Essa perspectiva histórica permite analisar as relações dos sujeitos e das sociedades, não tomando apenas os elementos analisados, mas partindo-se de sua construção histórica. Partimos dessa perspectiva histórica na definição do nosso objeto de estudo “práticas artísticas” e também na busca pelo desenvolvimento do contexto da educação do campo, na tentativa de construirmos uma pesquisa ancorada em nosso referencial.

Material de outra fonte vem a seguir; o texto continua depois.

PR #1406, opened 2026-04-06
Invoke Context for server messages

myronkscott:
Server messages should inherit its invoke context from the calling context.  

Replica invokes should not use client's as they will never reconnect.

### DIFF
--- a/tc-server/src/main/java/com/tc/objectserver/entity/ManagedEntityImpl.java
+++ b/tc-server/src/main/java/com/tc/objectserver/entity/ManagedEntityImpl.java
@@ -1,6 +1,6 @@
 /*
  *  Copyright Terracotta, Inc.
- *  Copyright IBM Corp. 2024, 2025
+ *  Copyright IBM Corp. 2024, 2026
  *
  *  Licensed under the Apache License, Version 2.0 (the "License");
  *  you may not use this file except in compliance with the License.
@@ -28,6 +28,7 @@ import com.tc.exception.TCServerRestartException;
 import com.tc.exception.TCShutdownServerException;
 import com.tc.l2.msg.SyncReplicationActivity;
 import com.tc.net.ClientID;
+import com.tc.net.protocol.tcm.MessageChannel;
 import com.tc.net.utils.L2Utils;
 import com.tc.object.ClientInstanceID;
 import com.tc.object.EntityDescriptor;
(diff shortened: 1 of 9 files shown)


tc-server/src/main/java/com/tc/objectserver/handler/ReplicatedTransactionHandler.java
```diff
@@ -540,14 +543,14 @@ private void moveToPassiveStandBy() {
 
   private ServerEntityRequest activityToLocalRequest(SyncReplicationActivity activity) {
     ActivityType activityType = activity.getActivityType();
-    ClientID source = activity.getSource();
-    ClientInstanceID instance = activity.getClientInstanceID();
+    ClientID source = isReplica && activityType == ActivityType.INVOKE_ACTION ? ClientID.NULL_ID : activity.getSource();
```
devendra-ibm, line 546: I see, this fixes the original issue, and it's protecting original clientID for lifecycle messages, as lifecycle messages don't get tracked any way, but I didn't understand the changes related to server-derived messages, i see previously these messages didn't inherit the original request clientIds or txnIds, but now it's preserving it. why it's needed now.?

myronkscott: Because store creates a synthetic InvokeContext when invoking server initiated messages on the passive.  We need to abandon that and essentially do the same thing in the server rather than the entity so that we can change the value when the server is operating as a replica.

devendra-ibm: okay, make sense. then we might need to remove synthetic InvokeContext construction from DatasetPassiveEntity as well,  since, now we're sending real InvokeContext so it will override the InvokeContext associated values for replica as well, i.e. it's going to replace NULL clientID with original clientId for replica.

tc-server/src/main/java/com/tc/objectserver/entity/ManagedEntityImpl.java
```diff
@@ -466,12 +469,45 @@ private EntityMessage decodeMessage(MessagePayload payload, ResultCapture captur
...
+
+    if (local == null) {
+      local = (ThreadLocal<ServerEntityRequest>) channel.getAttachment(REQUEST_CONTEXT_KEY);
+      if (local == null) {
+        local = new ThreadLocal<>();
+        channel.addAttachment(REQUEST_CONTEXT_KEY, local, false);
+      }
+    }
+
+    local.set(request);
```
guptakshit, line 485: do we require double null check here?

myronkscott: This could be better.  I'll clean it up

devendra-ibm (approved):
we need this PR for DR testing.

devendra-ibm:
apart this PR gets merged, we might need to remove synthetic invokeContex from ClusterTierPassiveEntity and datasetPassiveEntity as well, as we have see similar data loss in ehcache as well.

guptakshit (approved):

PR #1416, opened 2026-05-18
Add dependency constraints for external dependencies to server-runtime

chrisdennis:
This should allow us to use the server-runtime as a platform/BOM in the Gradle builds and get enforcement of its external transitive dependencies, without changing the way things are delivered. I still need to do some testing downstream to make sure things work - but I think this will solve my problems.

### DIFF
--- a/server-runtime/build.gradle
+++ b/server-runtime/build.gradle
@@ -1,7 +1,9 @@
+import org.gradle.api.internal.project.ProjectInternal
+import org.gradle.api.plugins.jvm.internal.JvmPluginServices
 
 /*
  * Copyright Terracotta, Inc.
- * Copyright IBM Corp. 2024, 2025
+ * Copyright IBM Corp. 2024, 2026
  *
  * Licensed under the Apache License, Version 2.0 (the "License");
  * you may not use this file except in compliance with the License.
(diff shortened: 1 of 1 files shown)


server-runtime/build.gradle
```diff
@@ -16,33 +18,50 @@
...
+def serverBucket = configurations.dependencyScope("server")
+def serverClasspath = configurations.resolvable("serverClasspath") {
+    extendsFrom(serverBucket.get())
+    ((ProjectInternal) project).services.get(JvmPluginServices.class).configureAsRuntimeClasspath(it)
+}
+
 description = 'terracotta-core server-runtime'
 
 dependencies {
-  compileOnlyApi project(':server-api')
```
myronkscott, line 27: The server-api is not published as part of the api in server-runtime-\<VERSION\>.module.  Do we not care about that?  Are we saying that server-api will be used directly by consuming plugins?  If we include it, can we use it when making a kit to validate compatibility?

myronkscott (approved):

server-runtime/build.gradle
chrisdennis: This declaration wasn't actually doing anything in the first place. The server-api dependency wasn't ending up in any of the metadata, pom or module. We could do more rework in this area to do smart things with apiElements vs runtimeElements, but it might make things tricky with the zip packaging we're using for runtime.

chrisdennis:
In kits now this allows us to do:
```kotlin
dependencies {
  serverRuntime(enforcedPlatform(terracotta.core.server))
  serverRuntime(terracotta.core.server)
}
```
This enforces that the version of the external dependencies (currently slf4j-api and logback) of the server runtime must be used by the kit.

A dialética, elemento considerado um pilar do pensamento marxista, diz respeito ao diálogo entre o pensamento e a realidade, uma vez que transforma o contexto social e os indivíduos. Contraposta ao pensamento dicotômico que separa a realidade do pensamento e, com isso, traz uma lógica de raciocínio que se distancia da realidade, a dialética propõe a existência de uma comunicação de forma dinâmica, ao considerar as mudanças na sociedade e as contradições existentes nas relações entre sujeitos e objetos. Nossa tentativa ao partir de um estudo que considere a perspectiva dialética foi o de superar a visão dualista dos fatos em busca de uma análise que incorpore as contradições nas reflexões. Para a análise de nosso objeto de estudo a perspectiva dialética também possibilita analisar as práticas eruditas e populares para além da dicotomia historicamente presente neste campo.

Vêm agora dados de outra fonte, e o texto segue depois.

PR #1422, opened 2026-06-04
save a sha256 with the unpack of galvan-test-server 

myronkscott:
check the checksum each time the deploy is called to make sure the files are current

### DIFF
--- a/galvan/build.gradle
+++ b/galvan/build.gradle
@@ -51,30 +51,30 @@ def galvanKit = tasks.register('galvanServerZip', Zip) {
 }
 
 def generateChecksum = tasks.register('generateGalvanChecksum') {
-    dependsOn galvanKit
-    
-    def checksumFile = layout.buildDirectory.file('galvan-kit/galvan-test-server.zip.sha256')
-    
-    inputs.files(galvanKit.map { it.archiveFile })
-    outputs.file(checksumFile)
+    def inputFile = galvanKit.flatMap { it.archiveFile}
+    def checksumDir = layout.buildDirectory.dir("galvan-checksums")
+
+    inputs.file(inputFile).withPathSensitivity(PathSensitivity.NONE)
+    outputs.dir(checksumDir)
     
     doLast {
-        def zipFile = galvanKit.get().archiveFile.get().asFile
+        def zipFile = inputFile.get().asFile
+        def checksumFile = checksumDir.get().file("${zipFile.name}.sha256").asFile
         def checksum = java.security.MessageDigest.getInstance('SHA-256')
-            .digest(zipFile.bytes)
-            .encodeHex()
-            .toString()
-        checksumFile.get().asFile.text = checksum
+
+        zipFile.eachByte(8192) { byte[] buffer, int length ->
+            checksum.update(buffer, 0, length)
+        }
+
+        checksumFile.withWriter {
+            checksum.digest().encodeHex().writeTo(it)
+        }
     }
 }
 
 sourceSets.main {
-    resources.srcDir(galvanKit.map { it.destinationDirectory })
-}
-
-// Ensure checksum is generated before processing resources
-tasks.named('processResources') {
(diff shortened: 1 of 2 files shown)


mathieucarbou-ibm (approved):

galvan/build.gradle
```diff
@@ -50,10 +50,33 @@ def galvanKit = tasks.register('galvanServerZip', Zip) {
     }
 }
 
+def generateChecksum = tasks.register('generateGalvanChecksum') {
```
chrisdennis, line 53: Better Gradle here would be:
```groovy
def generateChecksum = tasks.register('generateGalvanChecksum') {
    def inputFile = galvanKit.flatMap { it.archiveFile}
    def checksumDir = layout.buildDirectory.dir("galvan-checksums")

    inputs.file(inputFile).withPathSensitivity(PathSensitivity.NONE)
    outputs.dir(checksumDir)
    
    doLast {
        def zipFile = inputFile.get().asFile
        def checksumFile = checksumDir.get().file("${zipFile.name}.sha256").asFile
        def checksum = MessageDigest.getInstance('SHA-256')

        zipFile.eachByte(8192) { byte[] buffer, int length ->
            checksum.digest(buffer, 0, length)
        }

        checksumFile.withWriter {
            checksum.digest().encodeHex().writeTo(it)
        }
    }
}

sourceSets.main {
    output.dir(galvanKit)
    output.dir(generateChecksum)
}
```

Por fim, a compreensão da noção de sociedade em uma perspectiva dialética propõe uma análise do conhecimento a partir de uma realidade, de onde se parte, ao mesmo tempo, do pensamento que constitui tal conhecimento. A dialética coloca-nos diante da presença de contradições no conhecimento e da comunicação entre estas contradições. Tal temática tem servido de debate entre filósofos, cientistas sociais e pesquisadores das mais diversas áreas e é apontada por Prado Júnior:

Penso que se a questão da dialética marxista não for colocada em termos tais suscetíveis de servir de base e ponto de partida para a explicitação de um método científico, isto é, de normas precisas para a condução do pensamento na elaboração do conhecimento, e isto generalizadamente e não apenas na de um ou de outro fato histórico, não se estará no caminho certo. Não me parece

que o destino da dialética materialista seja o de mais um tema para os confusos debates no estilo ordinário da filosofia, ou antes, da metafísica, como tem sido tão frequentemente dialética materialista deve ter uma finalidade prática, tornando-se efetivamente (e não apenas por intuição é vago pressentimento) um método explicitado capaz de orientar a elaboração do conhecimento e a pesquisa científica. Isto em qualquer terreno. (PRADO JÚNIOR, s/d, p.5).

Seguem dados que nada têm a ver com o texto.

PR #1423, opened 2026-06-15
Fix invoke context for client requests

myronkscott:
Invoke context needs refactoring to include clientID and transaction id to track where messages originate.  We also need to refactor invoke responses to route to the appropriate captures based on whether the request came from a client or is server generated.  Also cleanup up code so multiple functions are clearly separated into different classes.  Request, Response, ResultCapture and Retiree are all separated rather than combined into a superclass handling all functions.


myronkscott:
Also fixed exporting as API a package that is internally defined and not published

tc-messaging/src/main/java/com/tc/entity/NetworkVoltronEntityMessageImpl.java
chrisdennis, line 1: I assume you modified this at one point... but it looks like this is all just whitespace changes now.

tc-messaging/src/main/java/com/tc/entity/ResendVoltronEntityMessage.java
chrisdennis, line 1: Looks to be just whitespace changes again.

tc-messaging/src/main/java/com/tc/entity/VoltronEntityMessage.java
```diff
@@ -90,36 +92,52 @@ enum Acks {
...
+  /**
+   * Server originated messages need to be handled differently from client initiated
+   * @return true if the message is from a server.
+   *
+   */
+  default boolean isServerRequest() {
+    return false;
+  }
+
+  default Consumer<byte[]> getCompletionHandler() {
```
chrisdennis, line 136: Would it be cleaner if these were:
```
return value -> {}
```

tc-server/src/main/java/com/tc/objectserver/api/ResultCapture.java
```diff
@@ -27,6 +30,73 @@
...
   void message(byte[] message);
   void setWaitFor(Supplier<ActivePassiveAckWaiter> waiter);
-  void waitForReceived();
   CompletionStage<Void> retired();
+
+  static ResultCapture chain(ResultCapture...list) {
+    return new ResultCapture() {
+      @Override
+      public void message(byte[] message) {
+        for (ResultCapture r : list) {
```
chrisdennis, line 38: It looks to me like everything passed here is non-null for the moment. Can we not just remove these null-checks and assume that?

tc-server/src/main/java/com/tc/objectserver/api/ResultCapture.java
```diff
@@ -27,6 +30,73 @@
...
+          if (r != null) {
+            r.setWaitFor(waiter);
+          }
+        }
+      }
+
+      @Override
+      public CompletionStage<Void> retired() {
+        CompletionStage<Void> together = CompletableFuture.completedFuture(null);
```
chrisdennis: Rather than chaining this off a synthetic future, could we just do a stream reduction?

```java
return Arrays.stream(list).map(ResultCapture::retired)
        .reduce((a, b) -> a.thenCombine(b, (x, y) -> null))
        .orElse(CompletableFuture.completedFuture(null));
```

tc-server/src/main/java/com/tc/objectserver/api/ServerEntityRequest.java
chrisdennis, line 1: Whitespace only.

tc-server/src/main/java/com/tc/objectserver/entity/LifecycleResultCapture.java
```diff
@@ -0,0 +1,162 @@
...
+        ActivePassiveAckWaiter waiter = setOnce.get();
+        waiter.waitForCompleted();
+        if (waiter.verifyLifecycleResult(false)) {
+          LOGGER.warn("ZAP occurred while processing " + request.getAction() + " on " + this.descriptor);
+        }
+      }
+    }
+
+    @Override
+    public void complete() {
```
chrisdennis, line 116: My brain wants to flip these two around so thats it's clear that we never use `value`.

tc-server/src/main/java/com/tc/objectserver/entity/ManagedEntityImpl.java
```diff
@@ -906,9 +907,14 @@ private void performAction(ServerEntityRequest wrappedRequest,
...
       } else {
         this.retirementManager.registerWithMessage(message, concurrencyKey, new Retiree() {
+          private final SetOnceFlag retired = new SetOnceFlag();
           @Override
           public CompletionStage<Void> retired() {
-            return response.retired();
+            if (retired.attemptSet()) {
+              return response.retired();
+            } else {
+              throw new IllegalStateException("already retired");
```
chrisdennis, line 916: Why wouldn't this just return a completed future?

tc-server/src/main/java/com/tc/objectserver/entity/NetworkInvokeResponse.java
```diff
@@ -0,0 +1,248 @@
...
+    }
+
+    @Override
+    public void complete(byte[] result) {
+      stats[StatType.SERVER_COMPLETE.serverSpot()] = System.nanoTime();
+      sendResponse(result);
+    }
+
+    @Override
+    public void complete() {
```
chrisdennis, line 112: Should this just be `complete(new byte[0])`?

tc-server/src/main/java/com/tc/objectserver/entity/NoopResultCapture.java
```diff
@@ -19,64 +19,55 @@
...
-  public void waitForReceived() {
+  public void setWaitFor(Supplier<ActivePassiveAckWaiter> waiter) {
 
   }
 
   @Override
-  public void received() {
-    Trace.activeTrace().log("Received");
+  public CompletionStage<Void> retired() {
+    return CompletableFuture.completedFuture(null);
```
chrisdennis: Does it make sense for this to be a final instance variable so we're not creating a new instance every time?

tc-server/src/main/java/com/tc/objectserver/entity/ReconfigureMessage.java
chrisdennis, line 1: Copyright only.

tc-server/src/main/java/com/tc/objectserver/entity/ServerEntityRequestImpl.java
chrisdennis, line 1: Whitespace only.

tc-server/src/test/java/com/tc/objectserver/entity/EntityManagerImplTest.java
chrisdennis, line 1: Whitespace only.

tc-server/src/test/java/com/tc/objectserver/handler/ProcessTransactionHandlerTest.java
```diff
@@ -325,6 +325,11 @@ private NetworkVoltronEntityMessage createMockRequestWithSender(VoltronEntityMes
     when(request.getEntityDescriptor()).thenReturn(entityDescriptor);
     when(request.getTransactionID()).thenReturn(transactionID);
     when(request.getOldestTransactionOnClient()).thenReturn(new TransactionID(1));
+    if (sender.isNull()) {
```
chrisdennis:
```java
when(request.isServerRequest()).thenReturn(sender.isNull())
```

tc-server/src/test/java/com/tc/objectserver/handler/RetirementManagerTest.java
chrisdennis, line 1: Whitespace only.

chrisdennis (changes requested):

tc-server/src/main/java/com/tc/objectserver/entity/ManagedEntityImpl.java
myronkscott: calling retire on this twice is a bug.

tc-server/src/test/java/com/tc/objectserver/handler/ProcessTransactionHandlerTest.java
myronkscott: Mockito doesn't like the dynamic nature of checking isNull() in the return

chrisdennis (approved):
Approved, but two things to note:
1. Handful of classes still just seem to contain reformatting changes. Not wrong but not sure if it's intended or not.
2. `isServerRequest()` is only ever used in a negated form `!isServerRequested()` - do we want to consider flipping the sense and renaming it?

myronkscott:
renamed the method as suggested.  The remaining whitespace and formatting changes are due to old commits that changed the file but missed whitespace checks.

Ao analisar a formação de professores a partir do MHD11, Materialismo Histórico Dialético, buscamos “considerar os educandos enquanto indivíduos concretos, que se manifestam como unidade de diversidade, uma rica totalidade de determinações e de relações numerosas síntese de relações sociais.” (SAVIANI, 2005, p.45). Dessa forma, ao pesquisarmos as práticas artísticas de licenciandos em formação, buscamos múltiplas determinações em uma dimensão dialética que a realidade considere as contradições existentes, uma vez que: “O materialismo histórico e dialético postula uma outra epistemologia, uma teoria do conhecimento que procura conhecer o objeto a partir de sua situação real, buscando identificar concretamente o movimento histórico que lhe deu origem e o desenvolveu.” (MARTINS, 2008, p.146).